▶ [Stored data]
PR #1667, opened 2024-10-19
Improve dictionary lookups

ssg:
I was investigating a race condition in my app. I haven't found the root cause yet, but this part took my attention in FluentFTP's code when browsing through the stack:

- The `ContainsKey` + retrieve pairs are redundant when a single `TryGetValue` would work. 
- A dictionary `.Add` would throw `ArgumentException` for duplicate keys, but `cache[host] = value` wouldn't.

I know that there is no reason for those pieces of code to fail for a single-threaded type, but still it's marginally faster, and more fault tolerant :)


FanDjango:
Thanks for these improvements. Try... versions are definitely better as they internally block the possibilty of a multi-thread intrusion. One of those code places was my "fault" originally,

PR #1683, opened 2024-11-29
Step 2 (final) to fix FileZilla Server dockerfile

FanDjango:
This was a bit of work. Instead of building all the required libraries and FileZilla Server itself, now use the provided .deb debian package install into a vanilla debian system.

▶ [TASK DESCRIPTION]
A complete answer reproduces every line of the records in which the word "Server" occurs.

▶ [FINISHED TASK]
Step 2 (final) to fix FileZilla Server dockerfile
This was a bit of work. Instead of building all the required libraries and FileZilla Server itself, now use the provided .deb debian package install into a vanilla debian system.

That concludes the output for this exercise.